## What to produce
Throughout the entries below, report every line where "island" is found.

## Data excerpts
Issue #1373, opened 2026-06-01
Slow or unresponsive spartan docs with open Devtools


marcjulian:
### Please provide the environment you discovered this bug in.

With open devtools, the spartan.ng pages react very slow or sometimes gets unresponsive during local development.
Also viewing an element to check the applied styles or data attribute sometimes doesn't refresh to show the selected element styles.

### Which area/package is the issue in?

Docs

### Description

Effects local development of spartan.ng while having the devtools open.

### Please provide the exception or error you saw

```true

```

### Other information

Effected in Chrome devtools

No issue with firefox devtools

### I would be willing to submit a PR to fix this issue

- [ ] Yes
- [ ] No

marcjulian:
Do you have the same experience during development? @MerlinMoos @toniskobic @elite-benni @thatsamsonkid @ashley-hunter @goetzrobin

I am not sure if it's related to a recent change like select rewrite or style support (loading json for manual copying of components), or something else.

MerlinMoos:
hey @marcjulian I have the same experience, but I really don't know where this is coming from. I do not have experience with analog

marcjulian:
Do you use also Chrome? Do you have Angular DevTools installed?

ashley-hunter:
What components are on the page? And is this in an Angular or Analog app?

marcjulian:
Its effecting the spartan.ng app - Analog app. I haven't noticed this in other Angular apps.

ashley-hunter:
Ah! Ok, I thought that was in an application consuming our components rather than our docs, makes sense, I will look into it when I get some time and see if anything stands out.

marcjulian:
Sorry, yes i meant the spartan docs app 👍 thank you for checking it out!

ashley-hunter:
I have raised a pr that makes some improvements, but the main issue is styles, and with dev tools open some of the style caching mechanisms in chrome are disabled, so in that sense there is not a huge amount we can do except try and reduce the number of elements in the dom and optimisations like that.

marcjulian:
@ashley-hunter thanks for looking into that issue! I will have a look if its also related to the different themes, which are always loaded. Perhaps they could be lazy loaded when someone changes to a different theme.

marcjulian:
I think it might be related to the style-vega.css. When I commented it out and switch to a different style for a component I can easily view the styles in devtools and also when closing the devtools the page resizes fast.

[...]

PR #1480, opened 2026-06-15
perf: scope vega as unscoped baseline to cut style recalculation

### LINKED ISSUE #1343: [BUG] Sidebar (push variant) expand/collapse animation is janky and unresponsive on desktop compared to shadcn/ui

Latest spartan ng version

sidebar

### Description

The sidebar push animation (when the sidebar expands/collapses and pushes the main content) is noticeably laggy and unresponsive on desktop, especially on lower-end or throttled devices. The animation drops frames and feels sluggish compared to the equivalent implementation in shadcn/ui, which remains smooth under the same conditions.
To Reproduce
	1.	Open a page using HlmSidebarComponent in push mode on desktop
	2.	Toggle the sidebar open/close
	3.	Observe the expand/collapse animation
To reproduce on any machine:
	1.	Open Chrome DevTools → Performance tab → CPU throttling → set to 4x or 6x slowdown
	2.	Toggle the sidebar repeatedly
	3.	Compare with the shadcn/ui sidebar demo under the same throttling
Expected behavior
The push animation should be smooth and compositor-friendly (GPU-accelerated), similar to the shadcn/ui implementation which uses transform: translateX() / CSS custom properties with transition on the content wrapper, avoiding layout thrashing.
Actual behavior
The animation causes visible frame drops and feels unresponsive. Likely caused by animating layout-triggering properties (e.g. width, margin-left) instead of transform, forcing the browser to perform expensive layout/paint passes on every frame.
Suspected root cause
Animating width or margin/padding on the sidebar or content wrapper triggers layout recalculation on every frame, which is expensive. The shadcn/ui implementation avoids this by using CSS variables + transform so only the composite layer is affected, keeping the animation entirely on the GPU.

```true

```

### Other information

_No response_

- [ ] Yes
- [ ] No

goetzrobin:
## PR Checklist

## PR Type

- [x] Bugfix
- [ ] Feature
- [ ] Build related changes
- [ ] CI related changes

### Others

- [x] repo

The docs app loads all six theme stylesheets at once, and `style-vega.css` wraps
every rule in
`.style-vega :where(:not([class~='not-style-vega'], [class~='not-style-vega'] *))`.
That `:not(... *)` forces the browser to walk the full ancestor chain of every
candidate element, for every vega rule, on every style recalculation. Toggling the
sidebar invalidates a large subtree and triggers a ~108ms style recalc, which makes
the push-variant animation janky. With Chrome DevTools open (which disables Blink's
style-sharing cache) it degrades further into an unresponsive page.

Relates to #1373
Closes #1343

## What is the new behavior?

- `style-vega.css` is scoped to `*`, so vega becomes the global, lowest-specificity
  baseline (`*.spartan-x` collapses to `.spartan-x`). No `:not`, no ancestor walk.
- Removed the `not-style-vega` island machinery from the docs app (body class,
  code-preview directive, style service, sidebar-preview). Other themes still
  override vega through their higher-specificity `.style-THEME .spartan-x` rules.
- Added app-scoped overrides in `apps/app/src/styles.css` for the five classes vega
  defines but lyra doesn't (button-group orientation horizontal/vertical, carousel
  previous/next, dialog-footer), so vega's baseline no longer leaks into
  `.style-lyra` previews. These live in the docs app, not the registry, so the CLI
  never copies them into consumer components.

Measured: worst-case style recalc on sidebar toggle drops from ~108ms to ~20ms. A
Firefox profile of the same page shows restyle at 0.089ms avg with 99% of frames
hitting 60fps, confirming the page itself is healthy. The residual Chrome-DevTools
slowness tracked in #1373 is dominated by raw dev-mode CSS volume (Tailwind's
un-tree-shaken utilities) rather than this selector, so it is only partially
addressed here.

- [ ] Yes
- [x] No

The vega wrapper change is invisible to consumers: the CLI inlines the real Tailwind
classes from each `@apply` and strips the `spartan-*` wrapper, so generated
components are unchanged.

## Other information

CSS/style-only change; no unit tests added — recalc cost is verified via Chrome and
Firefox performance profiles rather than assertions. `pnpm run build` passes.

## Summary by CodeRabbit

* **Bug Fixes**
  * Fixed theme “island” CSS leakage so multiple themes loaded together stay properly isolated.
  * Improved theme switching so the active theme applies cleanly without legacy “not-style” handling.
  * Corrected Arabic/Hebrew font fallback values.
* **New Features**
  * Updated the default theme to **nova**.
* **Refactor**
  * Reworked theme stylesheet layer ordering so island theme skins reliably take precedence.
  * Reduced CSS specificity for button-group corner rounding by removing forced priority rules across themes.
* **Documentation**
  * Added a docs-app-only “leak patch” section for targeted component spacing/rounding adjustments.

### DIFF
--- a/apps/app/index.html
+++ b/apps/app/index.html
@@ -36,7 +36,7 @@
 		</script>
 	</head>
 	<body
-		class="text-foreground group/body overscroll-none font-sans antialiased [--footer-height:calc(var(--spacing)*14)] [--header-height:calc(var(--spacing)*14)] [--stable-height:78.75px] xl:[--footer-height:calc(var(--spacing)*24)]"
+		class="style-nova text-foreground group/body overscroll-none font-sans antialiased [--footer-height:calc(var(--spacing)*14)] [--header-height:calc(var(--spacing)*14)] [--stable-height:78.75px] xl:[--footer-height:calc(var(--spacing)*24)]"
 	>
 		<script>
 			if (localStorage.theme !== 'default' && document && document.body)
--- a/apps/app/index.html
+++ b/apps/app/index.html
@@ -36,7 +36,7 @@
 		</script>
 	</head>
 	<body
-		class="text-foreground group/body style-vega overscroll-none font-sans antialiased [--footer-height:calc(var(--spacing)*14)] [--header-height:calc(var(--spacing)*14)] [--stable-height:78.75px] xl:[--footer-height:calc(var(--spacing)*24)]"
+		class="text-foreground group/body overscroll-none font-sans antialiased [--footer-height:calc(var(--spacing)*14)] [--header-height:calc(var(--spacing)*14)] [--stable-height:78.75px] xl:[--footer-height:calc(var(--spacing)*24)]"
 	>
 		<script>
 			if (localStorage.theme !== 'default' && document && document.body)
--- a/libs/registry/src/styles/style-vega.css
+++ b/libs/registry/src/styles/style-vega.css
@@ -1,4 +1,4 @@
-.style-vega :where(:not([class~='not-style-vega'], [class~='not-style-vega'] *)) {
+* {
 	&.spartan-rtl-flip {
 		@apply rtl:rotate-180;
 	}
--- a/libs/registry/src/styles/style-vega.css
+++ b/libs/registry/src/styles/style-vega.css
@@ -245,11 +245,11 @@
 	}
 
 	.spartan-button-group-orientation-horizontal {
-		@apply [&>[data-slot]:not(:has(~[data-slot]))]:rounded-e-md!;
+		@apply [&>[data-slot]:not(:has(~[data-slot]))]:rounded-e-md;
 	}
 
 	.spartan-button-group-orientation-vertical {
-		@apply [&>[data-slot]:not(:has(~[data-slot]))]:rounded-b-md!;
+		@apply [&>[data-slot]:not(:has(~[data-slot]))]:rounded-b-md;
 	}
 
 	.spartan-button-group-text {
--- a/libs/registry/src/styles/style-vega.css
+++ b/libs/registry/src/styles/style-vega.css
@@ -1,1245 +1,1399 @@
-* {
-	&.spartan-rtl-flip {
+.style-vega {
+	.spartan-rtl-flip {
 		@apply rtl:rotate-180;
 	}
 
 	/* MARK: Accordion */
-	&.spartan-accordion-item {
+	.spartan-accordion-item {
 		@apply not-last:border-b;
 	}
 
-	&.spartan-accordion-trigger {
+	.spartan-accordion-trigger {
 		@apply focus-visible:ring-ring/50 focus-visible:border-ring focus-visible:after:border-ring **:data-[slot=accordion-trigger-icon]:text-muted-foreground! rounded-md py-4 text-start text-sm font-medium hover:underline focus-visible:ring-3 **:data-[slot=accordion-trigger-icon]:ms-auto **:data-[slot=accordion-trigger-icon]:text-[length:--spacing(4)];
 	}
 
-	&.spartan-accordion-content {
+	.spartan-accordion-content {
 		@apply text-sm;
 	}
 
-	&.spartan-accordion-content-inner {
+	.spartan-accordion-content-inner {
 		@apply pt-0 pb-4;
 	}
 
 	/* MARK: Alert Dialog */
-	&.spartan-alert-dialog-overlay {
+	.spartan-alert-dialog-overlay {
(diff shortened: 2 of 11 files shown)


libs/registry/src/styles/style-vega.css
```diff
@@ -1,4 +1,4 @@
-.style-vega :where(:not([class~='not-style-vega'], [class~='not-style-vega'] *)) {
+* {
 	&.spartan-rtl-flip {
```
marcjulian: Remove `&` from each class in style-vega

```suggestion
	.spartan-rtl-flip {
```

libs/registry/src/styles/style-vega.css
```diff
@@ -1,4 +1,4 @@
-.style-vega :where(:not([class~='not-style-vega'], [class~='not-style-vega'] *)) {
+* {
```
marcjulian: Keeping `.style-vega` here instead of `*` improves chrome devtools style selection

```suggestion
.style-vega {
```

apps/app/index.html
```diff
@@ -36,7 +36,7 @@
 		</script>
 	</head>
 	<body
-		class="text-foreground group/body style-vega overscroll-none font-sans antialiased [--footer-height:calc(var(--spacing)*14)] [--header-height:calc(var(--spacing)*14)] [--stable-height:78.75px] xl:[--footer-height:calc(var(--spacing)*24)]"
```
marcjulian, line 39: Still needs style-vega if you keep it in the `.style-vega` as scope name

marcjulian (changes requested):
Tested it and found maybe a small improvement.

apps/app/index.html
goetzrobin: so we keep style-vega and also keep it instead of * as the wrapper?

marcjulian: Yes thats the idea, for me the devtools in chrome resolve faster with .style-vega instead of * to match the styles. Perhaps you can give it a try

goetzrobin: Thanks for pointing that out. I was actually trying to understand whats going on exactly with either version.
So I had Claude explain to me the cascade properly. 

First, something I learned: CSS specificity is written (IDs, classes, elements) and compared column by column from the left - so (0,2,0) is two classes, (0,1,0) is one class, and a higher count in an earlier column wins (two classes beats one; a single ID would beat any number of classes).

**What the `*` approach does (current PR):** 
vega compiles to a bare `.spartan-X` - one class, (0,1,0). The other themes are `.style-THEME .spartan-X` - two classes, (0,2,0) - so vega loses to all of them on specificity alone. That makes the baseline order-independent: shuffle the imports however and vega still sits under everything. The five lyra leak-patches are doubly safe here too - they're unlayered (so they win at the layer step), and even ignoring layers they're `.style-lyra .spartan-X` (0,2,0) vs vega's (0,1,0), so they'd win on specificity anyway.

**What `.style-vega` does (your suggestion):** 
vega becomes `.style-vega .spartan-X` - two classes, (0,2,0)  - so it now *ties* the other themes instead of sitting under them. Specificity can't break a tie, so it falls to source order: it works because `style-vega.css` is imported first, and nothing in the selector enforces that. It also squeezes the patches - vega's rule is now (0,2,0), the same as the patch, so their specificity margin is gone. The patch still wins, but *only* because it's unlayered; move it into `@layer base` to tidy up and it'd tie vega and fall back to source order.

I think we can still go the .style-vega way, we just need to make sure to document how its working, because I think its not obvious from the code

What do you think @marcjulian?

marcjulian: Yes I think we should go with `.style-vega` as scope which improves the style recalculation in chrome devtools. We can definitely add a comment/document that style-vega needs to come first because its the currently the default style.

goetzrobin:
@MerlinMoos this should be `nova` instead of `vega` now right?

apps/app/index.html
goetzrobin: And this is only our docs app, because our CLI replaces the classes during copy, so as long as we know what's going on that's good!

goetzrobin: I wonder if we can also use layers instead?

MerlinMoos:
> @MerlinMoos this should be `nova` instead of `vega` now right?

yes please

apps/app/index.html
marcjulian: perhaps layers can work for that too. Yes, the style files are only for our docs to switch between the styles and the CLI replaces the classes at CLI build time. The end developer never have any of the spartan classes.

marcjulian:
@goetzrobin can you resolve the conflicts?

marcjulian (changes requested):
Styles leak into the button group. Try out Maia and Luma for the Button Group and the rounding is off at the end

This branch

Image

Image

---

Main

Image

Image

goetzrobin:
@marcjulian leak should be fixed now! thanks for catching that!

MerlinMoos:
@goetzrobin LGTM the developer tools are finally working again without lagging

## Result of this exercise
- Removed the `not-style-vega` island machinery from the docs app (body class,
  * Fixed theme “island” CSS leakage so multiple themes loaded together stay properly isolated.
  * Reworked theme stylesheet layer ordering so island theme skins reliably take precedence.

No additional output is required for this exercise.